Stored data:
◆ ◆ ◆ ◆ ◆ ◆ ◆

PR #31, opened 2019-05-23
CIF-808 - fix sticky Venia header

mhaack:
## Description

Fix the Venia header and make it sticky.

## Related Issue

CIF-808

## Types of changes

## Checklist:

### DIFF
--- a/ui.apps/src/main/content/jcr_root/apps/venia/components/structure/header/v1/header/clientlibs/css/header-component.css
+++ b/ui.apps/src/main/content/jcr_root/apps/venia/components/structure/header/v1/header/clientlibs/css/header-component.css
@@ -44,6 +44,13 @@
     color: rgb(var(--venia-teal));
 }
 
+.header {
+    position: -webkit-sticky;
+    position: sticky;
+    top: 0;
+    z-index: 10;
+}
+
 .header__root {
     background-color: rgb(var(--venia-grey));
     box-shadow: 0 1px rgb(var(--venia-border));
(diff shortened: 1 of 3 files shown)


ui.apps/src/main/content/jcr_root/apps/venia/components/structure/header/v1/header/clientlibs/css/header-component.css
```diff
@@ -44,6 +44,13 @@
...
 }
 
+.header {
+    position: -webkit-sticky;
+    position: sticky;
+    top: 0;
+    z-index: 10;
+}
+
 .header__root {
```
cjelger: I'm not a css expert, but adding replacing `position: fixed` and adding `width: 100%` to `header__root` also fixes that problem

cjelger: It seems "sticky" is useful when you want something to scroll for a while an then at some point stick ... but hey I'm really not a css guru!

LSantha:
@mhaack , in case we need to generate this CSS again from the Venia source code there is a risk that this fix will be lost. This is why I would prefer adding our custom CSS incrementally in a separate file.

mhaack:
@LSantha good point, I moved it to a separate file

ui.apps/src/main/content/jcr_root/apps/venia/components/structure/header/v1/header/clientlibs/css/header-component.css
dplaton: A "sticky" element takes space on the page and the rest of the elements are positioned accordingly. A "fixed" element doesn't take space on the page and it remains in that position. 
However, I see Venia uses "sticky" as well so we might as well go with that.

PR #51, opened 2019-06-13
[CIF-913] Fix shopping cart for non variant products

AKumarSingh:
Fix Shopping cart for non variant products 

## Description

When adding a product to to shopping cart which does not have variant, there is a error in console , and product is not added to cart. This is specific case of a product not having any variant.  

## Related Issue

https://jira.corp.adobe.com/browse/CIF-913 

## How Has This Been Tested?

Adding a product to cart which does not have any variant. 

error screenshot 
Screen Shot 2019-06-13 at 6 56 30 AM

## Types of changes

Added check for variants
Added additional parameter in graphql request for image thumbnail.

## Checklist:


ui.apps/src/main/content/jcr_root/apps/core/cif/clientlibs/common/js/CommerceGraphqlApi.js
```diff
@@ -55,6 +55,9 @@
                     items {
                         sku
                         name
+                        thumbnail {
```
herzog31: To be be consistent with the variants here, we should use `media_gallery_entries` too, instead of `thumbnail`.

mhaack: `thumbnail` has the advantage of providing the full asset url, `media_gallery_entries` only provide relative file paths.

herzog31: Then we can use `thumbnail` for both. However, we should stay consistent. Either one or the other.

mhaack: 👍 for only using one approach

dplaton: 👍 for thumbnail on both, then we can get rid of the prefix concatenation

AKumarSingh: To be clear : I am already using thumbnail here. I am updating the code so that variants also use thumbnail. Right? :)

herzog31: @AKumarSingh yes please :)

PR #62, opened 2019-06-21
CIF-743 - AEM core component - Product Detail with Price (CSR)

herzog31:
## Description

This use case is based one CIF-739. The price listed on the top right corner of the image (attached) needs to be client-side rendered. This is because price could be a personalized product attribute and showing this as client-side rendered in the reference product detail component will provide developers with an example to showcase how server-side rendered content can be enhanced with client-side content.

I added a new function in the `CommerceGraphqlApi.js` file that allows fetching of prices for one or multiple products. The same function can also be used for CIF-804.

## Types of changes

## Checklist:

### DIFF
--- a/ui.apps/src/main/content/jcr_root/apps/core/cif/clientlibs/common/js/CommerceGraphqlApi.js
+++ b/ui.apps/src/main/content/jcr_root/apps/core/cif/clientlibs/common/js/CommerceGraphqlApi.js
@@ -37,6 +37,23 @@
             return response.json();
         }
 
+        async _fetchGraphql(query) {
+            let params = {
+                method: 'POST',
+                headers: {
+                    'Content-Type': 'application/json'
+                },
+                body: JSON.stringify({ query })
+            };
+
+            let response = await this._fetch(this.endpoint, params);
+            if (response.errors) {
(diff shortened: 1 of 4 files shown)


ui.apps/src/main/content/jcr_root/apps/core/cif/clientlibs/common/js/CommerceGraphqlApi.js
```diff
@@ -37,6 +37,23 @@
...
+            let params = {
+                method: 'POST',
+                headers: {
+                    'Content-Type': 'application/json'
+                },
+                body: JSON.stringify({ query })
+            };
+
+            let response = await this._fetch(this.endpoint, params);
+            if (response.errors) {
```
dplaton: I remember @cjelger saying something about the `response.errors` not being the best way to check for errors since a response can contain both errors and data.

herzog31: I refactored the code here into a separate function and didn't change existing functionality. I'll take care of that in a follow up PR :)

◆ ◆ ◆ ◆ ◆ ◆ ◆

• **What is expected**: Copy the records above, keeping every word the same.

• **Answer box**:
PR #31, opened 2019-05-23
CIF-808 - fix sticky Venia header

mhaack:
## Description

Fix the Venia header and make it sticky.

## Related Issue

CIF-808

## Types of changes

## Checklist:

### DIFF
--- a/ui.apps/src/main/content/jcr_root/apps/venia/components/structure/header/v1/header/clientlibs/css/header-component.css
+++ b/ui.apps/src/main/content/jcr_root/apps/venia/components/structure/header/v1/header/clientlibs/css/header-component.css
@@ -44,6 +44,13 @@
     color: rgb(var(--venia-teal));
 }
 
+.header {
+    position: -webkit-sticky;
+    position: sticky;
+    top: 0;
+    z-index: 10;
+}
+
 .header__root {
     background-color: rgb(var(--venia-grey));
     box-shadow: 0 1px rgb(var(--venia-border));
(diff shortened: 1 of 3 files shown)


ui.apps/src/main/content/jcr_root/apps/venia/components/structure/header/v1/header/clientlibs/css/header-component.css
```diff
@@ -44,6 +44,13 @@
...
 }
 
+.header {
+    position: -webkit-sticky;
+    position: sticky;
+    top: 0;
+    z-index: 10;
+}
+
 .header__root {
```
cjelger: I'm not a css expert, but adding replacing `position: fixed` and adding `width: 100%` to `header__root` also fixes that problem

cjelger: It seems "sticky" is useful when you want something to scroll for a while an then at some point stick ... but hey I'm really not a css guru!

LSantha:
@mhaack , in case we need to generate this CSS again from the Venia source code there is a risk that this fix will be lost. This is why I would prefer adding our custom CSS incrementally in a separate file.

mhaack:
@LSantha good point, I moved it to a separate file

ui.apps/src/main/content/jcr_root/apps/venia/components/structure/header/v1/header/clientlibs/css/header-component.css
dplaton: A "sticky" element takes space on the page and the rest of the elements are positioned accordingly. A "fixed" element doesn't take space on the page and it remains in that position. 
However, I see Venia uses "sticky" as well so we might as well go with that.

PR #51, opened 2019-06-13
[CIF-913] Fix shopping cart for non variant products

AKumarSingh:
Fix Shopping cart for non variant products 

## Description

When adding a product to to shopping cart which does not have variant, there is a error in console , and product is not added to cart. This is specific case of a product not having any variant.  

## Related Issue

https://jira.corp.adobe.com/browse/CIF-913 

## How Has This Been Tested?

Adding a product to cart which does not have any variant. 

error screenshot 
Screen Shot 2019-06-13 at 6 56 30 AM

## Types of changes

Added check for variants
Added additional parameter in graphql request for image thumbnail.

## Checklist:


ui.apps/src/main/content/jcr_root/apps/core/cif/clientlibs/common/js/CommerceGraphqlApi.js
```diff
@@ -55,6 +55,9 @@
                     items {
                         sku
                         name
+                        thumbnail {
```
herzog31: To be be consistent with the variants here, we should use `media_gallery_entries` too, instead of `thumbnail`.

mhaack: `thumbnail` has the advantage of providing the full asset url, `media_gallery_entries` only provide relative file paths.

herzog31: Then we can use `thumbnail` for both. However, we should stay consistent. Either one or the other.

mhaack: 👍 for only using one approach

dplaton: 👍 for thumbnail on both, then we can get rid of the prefix concatenation

AKumarSingh: To be clear : I am already using thumbnail here. I am updating the code so that variants also use thumbnail. Right? :)

herzog31: @AKumarSingh yes please :)

PR #62, opened 2019-06-21
CIF-743 - AEM core component - Product Detail with Price (CSR)

herzog31:
## Description

This use case is based one CIF-739. The price listed on the top right corner of the image (attached) needs to be client-side rendered. This is because price could be a personalized product attribute and showing this as client-side rendered in the reference product detail component will provide developers with an example to showcase how server-side rendered content can be enhanced with client-side content.

I added a new function in the `CommerceGraphqlApi.js` file that allows fetching of prices for one or multiple products. The same function can also be used for CIF-804.

## Types of changes

## Checklist:

### DIFF
--- a/ui.apps/src/main/content/jcr_root/apps/core/cif/clientlibs/common/js/CommerceGraphqlApi.js
+++ b/ui.apps/src/main/content/jcr_root/apps/core/cif/clientlibs/common/js/CommerceGraphqlApi.js
@@ -37,6 +37,23 @@
             return response.json();
         }
 
+        async _fetchGraphql(query) {
+            let params = {
+                method: 'POST',
+                headers: {
+                    'Content-Type': 'application/json'
+                },
+                body: JSON.stringify({ query })
+            };
+
+            let response = await this._fetch(this.endpoint, params);
+            if (response.errors) {
(diff shortened: 1 of 4 files shown)


ui.apps/src/main/content/jcr_root/apps/core/cif/clientlibs/common/js/CommerceGraphqlApi.js
```diff
@@ -37,6 +37,23 @@
...
+            let params = {
+                method: 'POST',
+                headers: {
+                    'Content-Type': 'application/json'
+                },
+                body: JSON.stringify({ query })
+            };
+
+            let response = await this._fetch(this.endpoint, params);
+            if (response.errors) {
```
dplaton: I remember @cjelger saying something about the `response.errors` not being the best way to check for errors since a response can contain both errors and data.

herzog31: I refactored the code here into a separate function and didn't change existing functionality. I'll take care of that in a follow up PR :)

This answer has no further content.